Required work >> Each line in the records below, from the one that contains "# Problem with" to the one that contains "The white points", should be reproduced exactly, the first and last included.

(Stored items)

==============================

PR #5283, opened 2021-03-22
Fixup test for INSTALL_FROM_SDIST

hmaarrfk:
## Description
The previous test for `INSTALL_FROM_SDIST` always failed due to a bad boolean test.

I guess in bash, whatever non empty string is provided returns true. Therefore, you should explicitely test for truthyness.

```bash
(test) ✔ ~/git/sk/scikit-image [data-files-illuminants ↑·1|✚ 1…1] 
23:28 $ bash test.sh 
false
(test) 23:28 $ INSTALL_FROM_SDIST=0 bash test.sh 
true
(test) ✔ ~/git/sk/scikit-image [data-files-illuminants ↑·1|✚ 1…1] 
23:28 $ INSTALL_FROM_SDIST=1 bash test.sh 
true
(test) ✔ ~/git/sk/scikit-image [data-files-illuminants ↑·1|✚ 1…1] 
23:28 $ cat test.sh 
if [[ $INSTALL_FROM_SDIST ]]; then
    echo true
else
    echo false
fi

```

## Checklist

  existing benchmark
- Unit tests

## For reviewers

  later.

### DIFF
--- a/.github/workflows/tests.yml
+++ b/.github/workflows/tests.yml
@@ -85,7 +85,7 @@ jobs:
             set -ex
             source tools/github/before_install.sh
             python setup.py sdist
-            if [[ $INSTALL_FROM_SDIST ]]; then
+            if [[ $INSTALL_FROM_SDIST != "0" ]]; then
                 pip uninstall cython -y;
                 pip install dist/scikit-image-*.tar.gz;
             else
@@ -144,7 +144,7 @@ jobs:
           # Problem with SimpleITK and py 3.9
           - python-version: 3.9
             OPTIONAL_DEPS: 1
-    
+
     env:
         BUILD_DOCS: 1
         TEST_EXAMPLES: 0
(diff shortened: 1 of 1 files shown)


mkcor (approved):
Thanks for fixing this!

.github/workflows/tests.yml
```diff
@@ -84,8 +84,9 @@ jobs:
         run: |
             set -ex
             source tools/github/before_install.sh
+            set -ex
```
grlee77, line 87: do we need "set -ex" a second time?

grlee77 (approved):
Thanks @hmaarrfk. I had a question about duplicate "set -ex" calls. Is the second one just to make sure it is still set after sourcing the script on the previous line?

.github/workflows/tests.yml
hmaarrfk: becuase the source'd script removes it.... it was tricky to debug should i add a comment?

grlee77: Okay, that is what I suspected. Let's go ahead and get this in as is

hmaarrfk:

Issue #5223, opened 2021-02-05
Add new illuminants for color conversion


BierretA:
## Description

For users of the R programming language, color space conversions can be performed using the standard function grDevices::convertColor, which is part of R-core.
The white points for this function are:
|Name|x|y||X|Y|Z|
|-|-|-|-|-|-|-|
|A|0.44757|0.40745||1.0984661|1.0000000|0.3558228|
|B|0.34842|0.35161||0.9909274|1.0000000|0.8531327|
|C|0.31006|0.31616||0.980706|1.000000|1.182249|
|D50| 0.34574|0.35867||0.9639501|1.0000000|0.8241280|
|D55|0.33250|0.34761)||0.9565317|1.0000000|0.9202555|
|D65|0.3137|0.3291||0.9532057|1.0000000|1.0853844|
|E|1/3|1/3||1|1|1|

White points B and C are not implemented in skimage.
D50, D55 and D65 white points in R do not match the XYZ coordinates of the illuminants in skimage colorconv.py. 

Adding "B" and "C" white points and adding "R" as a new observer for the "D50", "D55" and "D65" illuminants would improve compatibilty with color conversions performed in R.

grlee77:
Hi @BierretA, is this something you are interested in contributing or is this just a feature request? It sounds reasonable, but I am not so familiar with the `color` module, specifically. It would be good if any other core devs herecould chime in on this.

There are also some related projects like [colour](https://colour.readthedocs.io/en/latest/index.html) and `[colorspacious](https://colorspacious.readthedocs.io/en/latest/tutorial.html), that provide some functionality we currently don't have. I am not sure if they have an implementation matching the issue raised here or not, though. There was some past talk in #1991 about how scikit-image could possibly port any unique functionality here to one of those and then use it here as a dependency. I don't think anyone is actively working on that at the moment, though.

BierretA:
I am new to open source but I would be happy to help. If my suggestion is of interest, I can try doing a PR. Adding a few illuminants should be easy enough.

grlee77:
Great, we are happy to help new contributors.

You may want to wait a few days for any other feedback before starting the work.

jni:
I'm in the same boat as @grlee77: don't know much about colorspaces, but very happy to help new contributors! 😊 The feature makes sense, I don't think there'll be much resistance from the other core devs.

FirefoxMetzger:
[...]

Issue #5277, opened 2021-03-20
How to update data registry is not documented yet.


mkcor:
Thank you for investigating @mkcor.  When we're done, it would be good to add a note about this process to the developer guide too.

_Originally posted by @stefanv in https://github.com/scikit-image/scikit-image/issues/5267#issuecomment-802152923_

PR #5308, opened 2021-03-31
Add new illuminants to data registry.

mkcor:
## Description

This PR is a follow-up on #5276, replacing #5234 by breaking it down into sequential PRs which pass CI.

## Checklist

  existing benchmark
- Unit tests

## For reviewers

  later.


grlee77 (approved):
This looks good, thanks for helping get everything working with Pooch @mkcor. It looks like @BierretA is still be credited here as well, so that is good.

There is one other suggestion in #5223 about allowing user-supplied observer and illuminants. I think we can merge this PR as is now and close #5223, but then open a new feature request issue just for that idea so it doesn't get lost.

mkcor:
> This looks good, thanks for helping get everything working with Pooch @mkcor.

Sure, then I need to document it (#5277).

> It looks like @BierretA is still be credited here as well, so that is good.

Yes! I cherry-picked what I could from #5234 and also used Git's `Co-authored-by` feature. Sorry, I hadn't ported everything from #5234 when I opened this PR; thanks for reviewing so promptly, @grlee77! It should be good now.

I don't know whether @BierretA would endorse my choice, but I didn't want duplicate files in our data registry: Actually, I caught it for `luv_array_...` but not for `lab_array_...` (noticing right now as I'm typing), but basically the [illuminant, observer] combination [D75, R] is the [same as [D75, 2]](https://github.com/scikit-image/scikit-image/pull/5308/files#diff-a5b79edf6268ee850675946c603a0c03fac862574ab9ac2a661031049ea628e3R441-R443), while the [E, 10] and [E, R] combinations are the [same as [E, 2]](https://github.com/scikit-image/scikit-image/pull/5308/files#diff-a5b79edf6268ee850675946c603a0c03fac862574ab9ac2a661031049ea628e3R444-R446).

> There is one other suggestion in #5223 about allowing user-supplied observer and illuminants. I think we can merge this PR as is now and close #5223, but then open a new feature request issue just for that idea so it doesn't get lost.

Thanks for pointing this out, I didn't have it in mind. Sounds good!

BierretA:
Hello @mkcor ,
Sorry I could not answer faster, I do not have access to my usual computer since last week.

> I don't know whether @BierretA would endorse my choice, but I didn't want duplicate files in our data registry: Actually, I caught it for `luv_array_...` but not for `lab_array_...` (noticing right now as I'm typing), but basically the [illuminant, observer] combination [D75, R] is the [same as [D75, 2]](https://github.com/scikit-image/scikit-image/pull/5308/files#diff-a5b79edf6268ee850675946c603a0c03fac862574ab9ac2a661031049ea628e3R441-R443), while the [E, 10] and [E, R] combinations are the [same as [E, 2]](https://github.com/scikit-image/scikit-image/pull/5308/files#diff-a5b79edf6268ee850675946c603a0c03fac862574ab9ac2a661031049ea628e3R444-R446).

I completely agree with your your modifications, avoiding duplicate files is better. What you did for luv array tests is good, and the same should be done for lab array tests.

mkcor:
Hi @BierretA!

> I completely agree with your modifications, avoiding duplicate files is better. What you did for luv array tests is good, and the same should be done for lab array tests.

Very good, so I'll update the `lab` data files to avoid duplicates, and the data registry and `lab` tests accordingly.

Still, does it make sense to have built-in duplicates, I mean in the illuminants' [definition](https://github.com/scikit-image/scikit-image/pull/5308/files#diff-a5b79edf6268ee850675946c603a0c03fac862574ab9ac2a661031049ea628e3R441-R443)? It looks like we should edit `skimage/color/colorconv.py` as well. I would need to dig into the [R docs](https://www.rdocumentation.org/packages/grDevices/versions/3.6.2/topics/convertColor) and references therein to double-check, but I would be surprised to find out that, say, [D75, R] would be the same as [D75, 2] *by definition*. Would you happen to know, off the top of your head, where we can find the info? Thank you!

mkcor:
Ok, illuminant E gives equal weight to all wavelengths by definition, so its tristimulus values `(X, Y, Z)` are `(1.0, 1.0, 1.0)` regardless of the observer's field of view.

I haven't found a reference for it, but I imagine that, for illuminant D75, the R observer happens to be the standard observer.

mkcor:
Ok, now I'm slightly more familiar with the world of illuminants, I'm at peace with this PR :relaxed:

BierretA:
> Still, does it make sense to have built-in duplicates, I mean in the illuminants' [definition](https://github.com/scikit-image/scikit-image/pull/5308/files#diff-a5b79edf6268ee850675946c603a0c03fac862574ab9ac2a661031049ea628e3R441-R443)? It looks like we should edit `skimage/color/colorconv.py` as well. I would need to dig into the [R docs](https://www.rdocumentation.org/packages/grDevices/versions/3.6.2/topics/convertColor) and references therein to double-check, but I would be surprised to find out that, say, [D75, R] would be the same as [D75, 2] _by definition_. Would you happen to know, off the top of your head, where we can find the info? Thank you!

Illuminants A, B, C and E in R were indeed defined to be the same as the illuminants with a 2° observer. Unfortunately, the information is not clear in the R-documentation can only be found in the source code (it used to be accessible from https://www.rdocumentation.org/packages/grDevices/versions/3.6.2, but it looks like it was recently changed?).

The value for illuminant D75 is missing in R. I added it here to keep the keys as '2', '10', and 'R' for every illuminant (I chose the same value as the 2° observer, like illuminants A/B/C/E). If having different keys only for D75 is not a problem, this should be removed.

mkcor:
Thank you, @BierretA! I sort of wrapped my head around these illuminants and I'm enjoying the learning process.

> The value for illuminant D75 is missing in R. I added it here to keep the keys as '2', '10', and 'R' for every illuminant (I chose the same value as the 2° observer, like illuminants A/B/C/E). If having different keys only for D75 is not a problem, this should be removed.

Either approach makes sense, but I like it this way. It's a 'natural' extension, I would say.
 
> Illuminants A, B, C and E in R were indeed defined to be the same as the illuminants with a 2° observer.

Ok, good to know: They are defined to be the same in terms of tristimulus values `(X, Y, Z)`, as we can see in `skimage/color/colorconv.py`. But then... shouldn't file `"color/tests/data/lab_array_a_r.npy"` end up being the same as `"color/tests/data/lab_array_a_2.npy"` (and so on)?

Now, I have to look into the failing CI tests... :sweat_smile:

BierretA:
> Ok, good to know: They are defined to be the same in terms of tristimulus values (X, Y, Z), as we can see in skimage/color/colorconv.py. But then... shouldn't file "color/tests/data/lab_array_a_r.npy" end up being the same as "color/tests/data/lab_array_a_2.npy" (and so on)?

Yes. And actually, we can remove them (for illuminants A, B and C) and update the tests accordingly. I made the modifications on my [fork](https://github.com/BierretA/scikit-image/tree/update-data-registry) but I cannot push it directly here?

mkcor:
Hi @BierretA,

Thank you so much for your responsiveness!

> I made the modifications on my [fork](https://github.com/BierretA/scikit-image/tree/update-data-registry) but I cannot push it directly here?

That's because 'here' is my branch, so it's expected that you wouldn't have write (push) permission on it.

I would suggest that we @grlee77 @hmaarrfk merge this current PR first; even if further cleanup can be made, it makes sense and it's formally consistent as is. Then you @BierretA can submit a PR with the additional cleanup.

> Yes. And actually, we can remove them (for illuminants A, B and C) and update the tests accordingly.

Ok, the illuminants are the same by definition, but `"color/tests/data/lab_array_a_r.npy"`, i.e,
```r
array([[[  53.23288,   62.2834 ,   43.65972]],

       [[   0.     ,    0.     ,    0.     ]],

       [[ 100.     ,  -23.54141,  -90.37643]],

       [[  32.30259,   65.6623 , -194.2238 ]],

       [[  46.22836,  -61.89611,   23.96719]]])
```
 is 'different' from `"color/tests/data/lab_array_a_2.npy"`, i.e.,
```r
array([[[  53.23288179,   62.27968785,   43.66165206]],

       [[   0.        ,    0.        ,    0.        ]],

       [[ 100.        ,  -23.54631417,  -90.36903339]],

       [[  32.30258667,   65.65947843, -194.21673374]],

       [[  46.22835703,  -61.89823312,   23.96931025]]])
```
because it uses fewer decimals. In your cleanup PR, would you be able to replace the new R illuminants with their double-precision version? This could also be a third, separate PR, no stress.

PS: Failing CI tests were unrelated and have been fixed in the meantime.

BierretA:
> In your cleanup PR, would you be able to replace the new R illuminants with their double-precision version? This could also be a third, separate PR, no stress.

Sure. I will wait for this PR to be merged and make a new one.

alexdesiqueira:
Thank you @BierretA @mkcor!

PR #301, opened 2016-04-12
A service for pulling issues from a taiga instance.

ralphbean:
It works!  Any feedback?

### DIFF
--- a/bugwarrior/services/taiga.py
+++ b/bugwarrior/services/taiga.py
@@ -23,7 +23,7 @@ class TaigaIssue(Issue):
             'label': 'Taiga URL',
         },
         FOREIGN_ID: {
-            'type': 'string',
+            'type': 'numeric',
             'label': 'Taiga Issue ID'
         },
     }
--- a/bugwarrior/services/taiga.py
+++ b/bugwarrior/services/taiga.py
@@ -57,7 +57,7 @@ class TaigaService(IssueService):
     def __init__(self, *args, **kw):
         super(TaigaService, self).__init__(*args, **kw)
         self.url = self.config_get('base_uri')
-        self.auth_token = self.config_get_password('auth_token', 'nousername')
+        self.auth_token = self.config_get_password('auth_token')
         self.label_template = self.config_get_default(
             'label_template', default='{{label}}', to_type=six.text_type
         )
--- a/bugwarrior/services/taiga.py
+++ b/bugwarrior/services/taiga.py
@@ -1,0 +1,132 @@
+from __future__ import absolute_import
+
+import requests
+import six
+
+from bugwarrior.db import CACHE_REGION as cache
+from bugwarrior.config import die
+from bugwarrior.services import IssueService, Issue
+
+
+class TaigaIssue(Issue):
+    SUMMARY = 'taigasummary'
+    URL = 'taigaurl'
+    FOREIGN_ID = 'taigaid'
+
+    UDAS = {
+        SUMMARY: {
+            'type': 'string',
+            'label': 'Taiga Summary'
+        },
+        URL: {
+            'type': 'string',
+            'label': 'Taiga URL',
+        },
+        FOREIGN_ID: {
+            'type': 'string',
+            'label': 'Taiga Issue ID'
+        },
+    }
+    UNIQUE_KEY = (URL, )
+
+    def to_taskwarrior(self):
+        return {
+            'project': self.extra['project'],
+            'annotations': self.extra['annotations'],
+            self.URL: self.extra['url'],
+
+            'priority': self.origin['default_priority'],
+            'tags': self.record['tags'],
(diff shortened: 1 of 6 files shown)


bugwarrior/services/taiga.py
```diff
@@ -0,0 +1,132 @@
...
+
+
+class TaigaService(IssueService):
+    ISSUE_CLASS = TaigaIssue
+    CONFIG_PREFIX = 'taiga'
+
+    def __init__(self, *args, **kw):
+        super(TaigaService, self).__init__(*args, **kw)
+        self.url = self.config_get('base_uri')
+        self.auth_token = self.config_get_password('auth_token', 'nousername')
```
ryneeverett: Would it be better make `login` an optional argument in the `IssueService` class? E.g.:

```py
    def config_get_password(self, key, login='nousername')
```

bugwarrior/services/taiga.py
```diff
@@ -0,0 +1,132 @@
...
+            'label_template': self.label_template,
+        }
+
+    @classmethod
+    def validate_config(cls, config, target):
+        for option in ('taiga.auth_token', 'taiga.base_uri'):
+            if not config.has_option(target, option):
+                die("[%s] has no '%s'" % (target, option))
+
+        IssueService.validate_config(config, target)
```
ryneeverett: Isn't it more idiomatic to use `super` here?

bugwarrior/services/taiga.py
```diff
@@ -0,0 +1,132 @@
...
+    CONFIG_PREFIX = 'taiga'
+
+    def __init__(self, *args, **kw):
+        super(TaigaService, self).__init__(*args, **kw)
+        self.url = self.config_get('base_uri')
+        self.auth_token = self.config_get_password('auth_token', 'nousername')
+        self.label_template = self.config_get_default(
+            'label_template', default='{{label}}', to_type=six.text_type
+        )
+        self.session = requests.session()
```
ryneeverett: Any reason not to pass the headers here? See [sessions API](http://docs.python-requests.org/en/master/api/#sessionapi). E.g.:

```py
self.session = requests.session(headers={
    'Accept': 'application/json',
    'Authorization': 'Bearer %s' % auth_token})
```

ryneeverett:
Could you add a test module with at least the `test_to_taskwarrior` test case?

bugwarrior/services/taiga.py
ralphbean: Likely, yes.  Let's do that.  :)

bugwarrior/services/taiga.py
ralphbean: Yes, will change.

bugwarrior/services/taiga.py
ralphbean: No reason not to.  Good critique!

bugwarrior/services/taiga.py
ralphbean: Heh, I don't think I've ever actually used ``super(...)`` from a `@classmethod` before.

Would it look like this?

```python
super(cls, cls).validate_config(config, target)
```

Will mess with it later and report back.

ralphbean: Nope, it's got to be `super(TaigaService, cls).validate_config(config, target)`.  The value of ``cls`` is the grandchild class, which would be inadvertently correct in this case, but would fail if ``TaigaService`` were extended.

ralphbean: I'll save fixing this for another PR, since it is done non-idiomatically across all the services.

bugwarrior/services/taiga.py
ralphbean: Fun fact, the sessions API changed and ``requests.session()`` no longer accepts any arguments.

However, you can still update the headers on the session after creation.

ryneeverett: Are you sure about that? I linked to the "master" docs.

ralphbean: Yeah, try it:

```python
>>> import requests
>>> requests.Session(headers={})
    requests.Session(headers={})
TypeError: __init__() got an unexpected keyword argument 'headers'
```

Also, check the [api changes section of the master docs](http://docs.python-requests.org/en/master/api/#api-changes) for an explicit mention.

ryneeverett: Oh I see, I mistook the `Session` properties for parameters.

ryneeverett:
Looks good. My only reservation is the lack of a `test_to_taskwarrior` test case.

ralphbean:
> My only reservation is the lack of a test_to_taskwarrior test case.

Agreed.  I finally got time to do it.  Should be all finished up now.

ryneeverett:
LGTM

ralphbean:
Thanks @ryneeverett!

==============================

Exercise response >>
           # Problem with SimpleITK and py 3.9
           - python-version: 3.9
             OPTIONAL_DEPS: 1
-    
+
     env:
         BUILD_DOCS: 1
         TEST_EXAMPLES: 0
(diff shortened: 1 of 1 files shown)


mkcor (approved):
Thanks for fixing this!

.github/workflows/tests.yml
```diff
@@ -84,8 +84,9 @@ jobs:
         run: |
             set -ex
             source tools/github/before_install.sh
+            set -ex
```
grlee77, line 87: do we need "set -ex" a second time?

grlee77 (approved):
Thanks @hmaarrfk. I had a question about duplicate "set -ex" calls. Is the second one just to make sure it is still set after sourcing the script on the previous line?

.github/workflows/tests.yml
hmaarrfk: becuase the source'd script removes it.... it was tricky to debug should i add a comment?

grlee77: Okay, that is what I suspected. Let's go ahead and get this in as is

hmaarrfk:

Issue #5223, opened 2021-02-05
Add new illuminants for color conversion


BierretA:
## Description

For users of the R programming language, color space conversions can be performed using the standard function grDevices::convertColor, which is part of R-core.
The white points for this function are:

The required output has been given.